## Task item:
Go through the listing below and output exactly the line with "See https://hub.docker.com/_/microsoft-mssql-server", the line with "service is not", and each line between; omit the rest.

## Data under study:
PR #3165, opened 2021-06-30
Mam inbox unification

NelsonVides:
If inbox is nothing more than a low-cost summary of mam, we can expect inbox to store pretty much what is stored in mam, and nothing else.

This is currently not true, as inbox is not taking into account `no-store` hints for example, and it is storing body-less messages, like for example it would store carbon copies.

Additionally, make both take the `<store>` hint as enforcing storage.

### DIFF
--- a/big_tests/tests/inbox_SUITE.erl
+++ b/big_tests/tests/inbox_SUITE.erl
@@ -30,6 +30,7 @@
         ]).
 -export([msg_sent_stored_in_inbox/1,
          msg_with_no_store_is_not_stored_in_inbox/1,
+         msg_with_store_hint_is_always_stored/1,
          carbons_are_not_stored/1,
          user_has_empty_inbox/1,
          user_has_two_unread_messages/1,
@@ -133,6 +134,7 @@ groups() ->
            user_has_empty_inbox,
            msg_sent_stored_in_inbox,
            msg_with_no_store_is_not_stored_in_inbox,
+           msg_with_store_hint_is_always_stored,
            carbons_are_not_stored,
            user_has_two_conversations,
            msg_sent_to_offline_user,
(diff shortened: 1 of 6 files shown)


big_tests/tests/inbox_SUITE.erl
```diff
@@ -427,6 +433,45 @@ msg_sent_stored_in_inbox(Config) ->
...
+        escalus:wait_for_stanza(Bob),
+        %% Alice and Bob has a body-less message in their inbox
+        check_inbox(Bob, [#conv{unread = 1, from = Alice, to = Bob, content = <<>>}]),
+        check_inbox(Alice, [#conv{unread = 0, from = Alice, to = Bob, content = <<>>}])
+      end).
+
+carbons_are_not_stored(Config) ->
+    escalus:fresh_story(Config, [{alice, 2}, {bob, 2}], fun(Alice1, Alice2, Bob1, Bob2) ->
+        mongoose_helper:enable_carbons([Alice1, Alice2, Bob1, Bob2]),
+        %% Alice1 sends a message to Bob with a no-store hint
```
chrzaszcz, line 468: Where is the no-store hint? Probably a copy-pasted artifact?

src/mam/mod_mam_utils.erl
```diff
@@ -323,13 +324,19 @@ is_archivable_message(Mod, Dir, Packet=#xmlel{name = <<"message">>}, ArchiveChat
...
 is_valid_message_type(_, _, <<"normal">>) -> true;
 is_valid_message_type(_, _, <<"chat">>) -> true;
 is_valid_message_type(_, incoming, <<"groupchat">>) -> true;
 is_valid_message_type(_, _, <<"error">>) -> false;
 is_valid_message_type(_, _, _) -> false.
 
 is_valid_message(_Mod, _Dir, Packet, ArchiveChatMarkers) ->
+    %% Message Processing Hints (XEP-0334)
+    Store = exml_query:path(Packet, [{element_with_ns, <<"store">>, ?NS_HINTS}], false) =/= false,
+    Store orelse is_valid_message(Packet, ArchiveChatMarkers).
```
chrzaszcz, line 337: Why not add `store` to the `has_any` list in line 351 below to stay consistent with the check for `no-store`?

chrzaszcz (commented):
Looks good in general, I have two minor remarks.

src/mam/mod_mam_utils.erl
NelsonVides: Because store means always store, regardless of everything else, so I thought of saving the computation to check all the other stuff and simply say yes to that one.

big_tests/tests/inbox_SUITE.erl
NelsonVides: This is not related to the hints, but to the fact that carbons aren't stored in inbox, the same way they aren't stored in MAM, else we would have a terrible pollution.

NelsonVides: fixed

src/mam/mod_mam_utils.erl
NelsonVides: fixed

chrzaszcz (approved):
Nice, it's good to see the things unified.

PR #3166, opened 2021-07-01
Use the new official MSSQL docker image

chrzaszcz:
See https://hub.docker.com/_/microsoft-mssql-server


NelsonVides (approved):
Great fix, thanks! 🎉

PR #3224, opened 2021-08-18
Restart db service once domain core is down

arcusfelis:
This PR addresses MIM-1470

Proposed changes include:
- Restart db service once domain core is down
- Add logging for initial sync
-  Add test demonstrating that Core process is restarted, but domain service is not

PR #3226, opened 2021-08-20
Reset last_event_id once mongoose_domain_core starts

arcusfelis:
This tells to the service, that it needs to read the complete database.
But it assumes that the service process is down, so it would not
overwrite the last_event_id we set here.

To ensure that the service is down if the core is down,
the core and service processes should be supervised with rest_for_one strategy.

Which should be done in a separate PR. Though, it does not required to fix the "join cluster" issue.

This PR addresses MIM-1470

### DIFF
--- a/big_tests/tests/service_domain_db_SUITE.erl
+++ b/big_tests/tests/service_domain_db_SUITE.erl
@@ -63,6 +63,7 @@ db_cases() -> [
      db_out_of_sync_restarts_service,
      db_crash_on_initial_load_restarts_service,
      db_restarts_properly,
+     db_keeps_syncing_after_cluster_join,
      cli_can_insert_domain,
      cli_can_disable_domain,
      cli_can_enable_domain,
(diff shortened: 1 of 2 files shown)


mongoose-im:
[small_tests_24](https://circleci.com/gh/esl/MongooseIM/68058) / small_tests / d0880a6cb6d3cca18f30cd2610eac9e342bbdf1d
Reports [root](http://esl.github.io/circleci-mim-results/s3_reports.html?prefix=PR/3226/68058/small_tests.24.0.4) / [small](https://circleci-mim-results.s3.eu-central-1.amazonaws.com/PR/3226/68058/small_tests.24.0.4/small/ct_run.mongooseim@localhost.2021-08-20_09.48.54/lib.mongooseim.logs/run.2021-08-20_09.48.54/suite.log.html)

NelsonVides:
Can you explain how this proposal solves my question at https://github.com/esl/MongooseIM/pull/3224#discussion_r692822530? I'm not sure I understand how the new testcase deals with the issue I had.

NelsonVides (approved):
Ok, after internal discussion this seems to be the right answer, this will get QA-ed soon enough anyway.

PR #3245, opened 2021-09-06
Update Swagger dynamic domains doc

gustawlippa:
This PR adds tags to the dynamic domains Swagger file, so that the operations are grouped under a "Dynamic domains" header, rather than a "default" one.


vkatsuba (approved):
LGTM.

PR #3191, opened 2021-07-21
Mam/iq fin transformations

NelsonVides:
Sometimes it can be useful to be able to add information to a mam query, that doesn't belong to any specific message but to all of them. So being able to add subelements to the iq-fin element will solve the extensibility issue.

PR #3329, opened 2021-10-08
Document low-level MAM options

gustawlippa:
This PR addresses https://github.com/esl/MongooseIM/pull/3191#pullrequestreview-712659773.
It adds documentation for low-level MAM options. Although some are for example RDBMS only, I think it's better to keep them all in their own group, as these are probably really rarely used.

`async_writer_rdbms_pool` is not documented - if I am not mistaken this option is not read by anything, but I left it for now, because I'm not sure.
`simple` seems weird and from what I understand it doubles what `db_message_format` already does. It may be useful maybe for setups with multiple backends with different formats? If not, the code for `mod_mam_cassandra_arch` and `mod_mam_muc_cassandra_arch` could be simplified.

The options and their structure in the TOML config could use a refactor in my opinion, but that may be done in the future.

Some other minor changes like typos fixed (there is no `"mod_mam_rdbms_async_writer"`).

### DIFF
--- a/doc/configuration/database-backends-configuration.md
+++ b/doc/configuration/database-backends-configuration.md
@@ -91,7 +91,7 @@ Please refer to the [RDBMS options](outgoing-connections.md#rdbms-options) for m
 **Version notice**
 
 The required minimum version of MySQL is `5.7.9`.
-This is mainly to benefit from the JSON data type and the default settings which works out of the box with MongooseIM.
+This is mainly to benefit from the JSON data type, and the default settings which work out of the box with MongooseIM.
 
 #### MySQL 8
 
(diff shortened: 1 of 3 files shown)


mongoose-im:
[small_tests_24](https://circleci.com/gh/esl/MongooseIM/78741) / small_tests / f46b97355fbe9aabeff3f6f6fa23e45ffd70522b
Reports [root](http://esl.github.io/circleci-mim-results/s3_reports.html?prefix=PR/3329/78741/small_tests.24.0.5) / [small](https://circleci-mim-results.s3.eu-central-1.amazonaws.com/PR/3329/78741/small_tests.24.0.5/small/ct_run.mongooseim@localhost.2021-10-12_08.52.48/lib.mongooseim.logs/run.2021-10-12_08.52.48/suite.log.html)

## Answer section:
See https://hub.docker.com/_/microsoft-mssql-server


NelsonVides (approved):
Great fix, thanks! 🎉

PR #3224, opened 2021-08-18
Restart db service once domain core is down

arcusfelis:
This PR addresses MIM-1470

Proposed changes include:
- Restart db service once domain core is down
- Add logging for initial sync
-  Add test demonstrating that Core process is restarted, but domain service is not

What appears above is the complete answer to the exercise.